The main motivation wasn’t providing shortcuts so much as wanting the narrative/gameplay effect. When the player gets conked on the head and wakes up in a strange location so they don’t know which way is north, that kind of thing. It also helps with things like hallways and outdoor locations where trying to align everything at four or eight compass points can either feel artificial or be awkward (if you’re mostly using the canonical four directions and occasionally using a diagonal, those diagonals can turn into accidental puzzles just because the player isn’t used to having to use them).
That aside, it looks like dictionaries don’t get me what I want either. There seems to be very little documentation on them: the page from the System Manual seems to be all there is. It mentions the idea of using multiple dictionaries “to create different parsing modes, each having their own separate vocabulary words”, but the documentation provides no examples and there don’t appear to be any in the library source.
But what it looks like is that dictionary
instances only hold noun phrase stuff, not action/verb phrases, and there doesn’t appear to be any way to enable/disable productions in the middle of command processing. Most of this stuff isn’t T3 code (that is, the stuff that gets fed into t3make
) but are compiled-in behaviors of the interpreter.
The point of contact (between implementor-supplied T3 code and interpreter-supplied compiled C stuff) is in e.g commandPhrase.parseTokens()
, which takes the list of tokens (from the player input) and a dictionary instance as its arguments. It returns a list of matching actions which is then further processed in ways that don’t matter here.
The problem is that commandPhrase.parseTokens()

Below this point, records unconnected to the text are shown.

PR #67, opened 2021-06-21
check commit authors for each commit

keiichiw:
Although we check commit authors in test_commit_format.py to skip tests
for dependabot's commits, the current code only checks the author of the
head commit.
This PR make it check each commit's author so that we can test branches
where both a dependabot's commit and other commits exist.

Signed-off-by: Keiichi Watanabe <keiichiw@chromium.org>

### DIFF
--- a/integration_tests/test_commit_format.py
+++ b/integration_tests/test_commit_format.py
@@ -32,7 +32,7 @@ def test_commit_format():
 
     for sha in shas.split():
         # Do not enforce the commit rules when the committer is dependabot.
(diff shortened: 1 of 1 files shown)


keiichiw:
This is an improvement of code added by https://github.com/rust-vmm/rust-vmm-ci/pull/62. This change is useful in cases where we need to submit a dependabot's commit with some other commits at the same time like https://github.com/rust-vmm/vhost/pull/48.

lauralt (approved):

andreeaflorescu (approved):

PR #70, opened 2021-07-05
autogenerate pipeline from json

andreeaflorescu:
Instead of having a static pipeline.yml, autogenerate it from a JSON
configuration. The json approach is taken because we also want to be
able to run tests locally, and thus the json can be parsed once for
generating the pipeline, and one for generating a local test run (as
shown in test_run.py). For all the local tests to pass we also need to
adjust test_commit_format.py to not require Buildkite environment
variables.

This is still WIP (need to write docs).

prunes the action list. So in the example I used earlier, tokenizing >LIGHT
and giving it to parseTokens()
returns a list containing only one possible action: predicate(LIGHT)

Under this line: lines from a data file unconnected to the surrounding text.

PR #72, opened 2021-07-09
Update test_commit_format.py to work locally

catalindumitru:
Set default values for the base repository and base branch when the test is run locally and the Buildkite variables are not available.

### DIFF
--- a/integration_tests/test_commit_format.py
+++ b/integration_tests/test_commit_format.py
@@ -1,6 +1,14 @@
 # Copyright 2020 Amazon.com, Inc. or its affiliates. All Rights Reserved.
 # SPDX-License-Identifier: Apache-2.0
-"""Test the commit message format."""
+"""
+Test the commit message format.
+
+This test works properly on the local machine only when the environment
+variables BASE_BRANCH and REMOTE are set. Otherwise the default values
+are "master" for the name of the base branch and "origin" for the
+remote name of the upstream repository, and this test may not work as
+expected.
+"""
 
 import os
 import subprocess
@@ -9,8 +17,14 @@ from utils import get_cmd_output
 
 COMMIT_TITLE_MAX_LEN = 50
 COMMIT_BODY_LINE_MAX_LEN = 72
-BASE_BRANCH = os.environ['BUILDKITE_PULL_REQUEST_BASE_BRANCH']
-BASE_REPO = os.environ['BUILDKITE_REPO']
+BASE_BRANCH = \
+    os.environ.get('BUILDKITE_PULL_REQUEST_BASE_BRANCH') or \
+    os.environ.get('BASE_BRANCH') or \
+    "master"
+REMOTE = \
+    os.environ.get('BUILDKITE_REPO') or \
+    os.environ.get('REMOTE') or \
+    "origin"
 
 
 def test_commit_format():
@@ -22,8 +36,14 @@ def test_commit_format():
     and if commits are signed.
     """
     # Fetch the upstream repository.
-    fetch_base_cmd = "git fetch {} {}".format(BASE_REPO, BASE_BRANCH)
-    subprocess.run(fetch_base_cmd, shell=True, check=True)
+    fetch_base_cmd = "git fetch {} {}".format(REMOTE, BASE_BRANCH)
+    try:
+        subprocess.run(fetch_base_cmd, shell=True, check=True)
+    except subprocess.CalledProcessError:
+        raise NameError(
+            "The name of the base branch or remote is invalid. "
+            "See test documentation for more details."
+        ) from None
     # Get hashes of PR's commits in their abbreviated form for
     # a prettier printing.
     shas_cmd = "git log --no-merges --pretty=%h --no-decorate " \


integration_tests/test_commit_format.py
```diff
@@ -3,14 +3,13 @@
...
 
-from utils import get_cmd_output
+from utils import get_cmd_result
 
 COMMIT_TITLE_MAX_LEN = 50
 COMMIT_BODY_LINE_MAX_LEN = 72
-BASE_BRANCH = os.environ['BUILDKITE_PULL_REQUEST_BASE_BRANCH']
-BASE_REPO = os.environ['BUILDKITE_REPO']
+BASE_BRANCH = os.environ.get('BUILDKITE_PULL_REQUEST_BASE_BRANCH', 'master')
+BASE_REPO = os.environ.get('BUILDKITE_REPO', 'origin')
```
lauralt, line 12: I would document a bit the default values, including when this test can be run locally, something like: `The commit format test works properly on the local machine only when the targeted branch of the pull request is "master" and the remote name of the upstream repository is "origin". If the targeted branch is for example a feature branch, then this test won't work as expected. In the rust-vmm CI of each repository these limitations no longer exist.`

integration_tests/test_commit_format.py
```diff
@@ -22,22 +21,24 @@ def test_commit_format():
     and if commits are signed.
     """
     # Fetch the upstream repository.
-    fetch_base_cmd = "git fetch {} {}".format(BASE_REPO, BASE_BRANCH)
-    subprocess.run(fetch_base_cmd, shell=True, check=True)
+    fetch_base_cmd = "git fetch -q {} {}".format(BASE_REPO, BASE_BRANCH)
+    fetch_stderr = get_cmd_result(fetch_base_cmd, result_type='stderr')
+    assert fetch_stderr == "", \
+        "Remote name should be origin. Base branch name should be master."
```
lauralt, line 27: The `should` word is not really accurate. The base branch can be a feature branch, in that case the user shouldn't change its name to master or something like that. The "origin, master" constraint is a test limitation, therefore the error message should reflect that.

integration_tests/utils.py
```diff
@@ -13,9 +13,11 @@ def get_repo_root_path():
     return os.path.dirname(rust_vmm_ci_path)
 
 
-def get_cmd_output(cmd):
-    """Returns stdout content of `cmd` command."""
-    cmd_out = subprocess.run(cmd, shell=True, check=True,
-                             stdout=subprocess.PIPE)
-    stdout = cmd_out.stdout.decode('utf-8')
-    return stdout
+def get_cmd_result(cmd, result_type='stdout'):
```
lauralt, line 16: I find returning different things based on a function argument a bit confusing. Moreover if you use as the `result_type` value something that is different from `stdout` or `stderr`, then the stdout content will be returned, which is not necessarily right. It would be clearer to return both values, i.e. `return stdout, stderr` at the end.
In this particular case you can also pass [ `check=True` to `subprocess.run()`](https://docs.python.org/3/library/subprocess.html#subprocess.run) and the test will immediately fail (with a decent message that I guess can also be improved) when the command fails.

integration_tests/test_commit_format.py
catalindumitru: Done.

lauralt (dismissed):

integration_tests/test_commit_format.py
```diff
@@ -1,16 +1,25 @@
 # Copyright 2020 Amazon.com, Inc. or its affiliates. All Rights Reserved.
 # SPDX-License-Identifier: Apache-2.0
-"""Test the commit message format."""
+"""
+Test the commit message format.
+
+This test works properly on the local machine only when the base branch
```
andreeaflorescu, line 6: Working with origin is a bit of an anti-pattern. For example, locally I have the upstream remote named `upstream`, and `origin` points to my fork such that it is not possible to push to upstream by mistake (this in theory should not be possible because it should be configured in GitHub that you cannot push to master without reviews).

I would like us to be able to override these values with something that is not BUILDKITE_, but we can do that as a subsequent change.

integration_tests/test_commit_format.py
andreeaflorescu: Can we also rename this to `BASE_REMOTE` or something else closer to what we actually use it for?

integration_tests/test_commit_format.py
```diff
@@ -23,7 +32,15 @@ def test_commit_format():
     """
     # Fetch the upstream repository.
     fetch_base_cmd = "git fetch {} {}".format(BASE_REPO, BASE_BRANCH)
-    subprocess.run(fetch_base_cmd, shell=True, check=True)
+    try:
+        subprocess.run(fetch_base_cmd, shell=True, check=True)
+    except subprocess.CalledProcessError:
+        print(
```
andreeaflorescu, line 38: Should we use re-raise a more appropriate Exception instead? There are some details here about the best practices: https://stackoverflow.com/questions/2052390/manually-raising-throwing-an-exception-in-python

integration_tests/test_commit_format.py
catalindumitru: Done.

integration_tests/test_commit_format.py
catalindumitru: Done.

integration_tests/test_commit_format.py
catalindumitru: Done.

andreeaflorescu (approved):

lauralt (approved):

. Because it’s evaluated the badness
of all of the productions and it’s discarded all of the noun-as-verb productions.
This means I can’t just get the results from parseTokens()

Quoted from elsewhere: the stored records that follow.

PR #167, opened 2024-10-03
ci: Enalbe tests with no `platform` specified

TimePrinciple:
### Summary of the PR

After `.platform` mechanism was introduced in https://github.com/rust-vmm/rust-vmm-ci/pull/159, it silently filters
out tests with no `platform` specified. Enable them to execute by adding
`platform is not None` predicate preceeds allowlist check.

### Requirements

requirements:

  test.

### DIFF
--- a/.buildkite/autogenerate_pipeline.py
+++ b/.buildkite/autogenerate_pipeline.py
@@ -328,7 +328,7 @@ class BuildkiteConfig:
 
             for platform in platforms:
                 # Filter test enabled in platform_allowlist
-                if platform not in platform_allowlist:
+                if platform is not None and platform not in platform_allowlist:
                     # Skip disabled platform
                     continue
 


TimePrinciple:
Very sorry about breaking our CI tests 😭

roypat (approved):
Ah, well, its just the `commit-format` test. No big deal, thanks for noticing and fixing!

TimePrinciple:
> Ah, well, its just the `commit-format` test. No big deal, thanks for noticing and fixing!

And `style` test as well :(

roypat:
> > Ah, well, its just the `commit-format` test. No big deal, thanks for noticing and fixing!
> 
> And `style` test as well :(

Ah true. Still, out of all the tests it could've hit, these were definitely the least important ones, so don't beat yourself up over it! It's just as much our fault for not noticing it during review

.buildkite/autogenerate_pipeline.py
```diff
@@ -321,10 +321,10 @@ def build(self, input, platform_allowlist):
                 if test_name in tests_to_skip:
                     continue
 
-            # The platform is optional. When it is not specified, we don't add
-            # it to the step so that we can run the test in any environment.
+            # The platform is optional. When it is not specified, it defaults
+            # to `x86_64` to get checked against `platform_allowlist`.
             if not platforms:
-                platforms = [None]
+                platforms = ["x86_64"]
```
lauralt, line 327: Can't we make it run on any platform that is available instead (basically what the old comment states)? So that CI execution is potentially finishing faster.

.buildkite/autogenerate_pipeline.py
```diff
@@ -321,10 +321,10 @@ def build(self, input, platform_allowlist):
                 if test_name in tests_to_skip:
```
lauralt, line 321: nit: typo in commit title: `enalbe`

.buildkite/autogenerate_pipeline.py
TimePrinciple: Noted, I'll try to work it out :)

TimePrinciple: Updated, PTAL when convenient :)

.buildkite/autogenerate_pipeline.py
TimePrinciple: Fixed :)

lauralt (approved):

roypat (approved):

PR #171, opened 2024-10-23
fix: report line coverage instead of function coverage

### LINKED ISSUE #170: Is using "function coverage" metric instead of "line coverage" intended?
While working with @dorindabassey on a [gpu in vhost-device](https://github.com/rust-vmm/vhost-device/pull/668), she has noticed the CI seem to be using the "function coverage" metric of llvm-cov. Then I also noticed the comment in the python code of the CI, that seems to suggest "line coverage" is intended to be used.

https://github.com/rust-vmm/rust-vmm-ci/blob/209c04eb5ebed01b1dc3fbcfcb3ba2d563695773/integration_tests/test_coverage.py#L101-L106
The comment here doesn't seem to be correct - at least on my machine the order of the columns in the CLI output of `cargo llvm-cov test --summary-only` is: `Region coverage`, `Function coverage`, `Line coverage`.

Confusingly the order of the columns is different when using the html output (`cargo llvm-cov test --open`): `Function coverage`, `Line coverage`, `Region coverage`.

Btw there is also `cargo llvm-cov test --json --summary-only` which could prevent such confusion.

This means that it seems like the projects using this CI, use the function coverage metric instead of line coverage.
Is this intended or it is it a bug in the parsing of the output? I would think the original intention was to use line coverage.

roypat:
It seems that the raw output of llvm-cov changed at some point, and we ended upcomparing functoin coverage instead of line coverage. Fix this by instead using the new json output, which will hopefully prevent such goofs in the future.

Fixes #170
Signed-off-by: Patrick Roy <roypat@amazon.co.uk>

### Requirements

requirements:

  test.

### DIFF
--- a/integration_tests/test_coverage.py
+++ b/integration_tests/test_coverage.py
@@ -77,7 +77,7 @@ def _get_current_coverage(coverage_config, no_cleanup, test_scope):
     shutil.rmtree(cov_build_dir, ignore_errors=True)
 
     llvm_cov_command = (
-        f"CARGO_TARGET_DIR={cov_build_dir} cargo llvm-cov test --summary-only"
+        f"CARGO_TARGET_DIR={cov_build_dir} cargo llvm-cov test --json --summary-only"
     )
 
     additional_exclude_path = coverage_config["exclude_path"]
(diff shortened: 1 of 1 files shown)


roypat:
Maybe we could also talk about getting rid about these coverage files altogether and instead using codecov.io at some point? We did that at Firecracker a year ago or so

stefano-garzarella:
> Maybe we could also talk about getting rid about these coverage files altogether and instead using codecov.io at some point? We did that at Firecracker a year ago or so

Yeah, can you open an issue, so if someone has free cycle can look at it.

stefano-garzarella (approved):

ShadowCurse (approved):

and sort through them with my own code. If the badness
on the noun-as-verb productions is lowered, they’ll “win” and parseTokens()
will return them instead (in this case there will be multiple candidates, and one will be selected in executeCommand()
after noun resolution), and predicate(Light)
won’t be on the resulting list.
And I don’t think there’s any way to dynamically modify the badness
of a grammatical rule, which I think would solve the problem (by returning a different badness
for noun-as-verb rules based on whether or not processing is happening in disambiguation).
So…back to the drawing board.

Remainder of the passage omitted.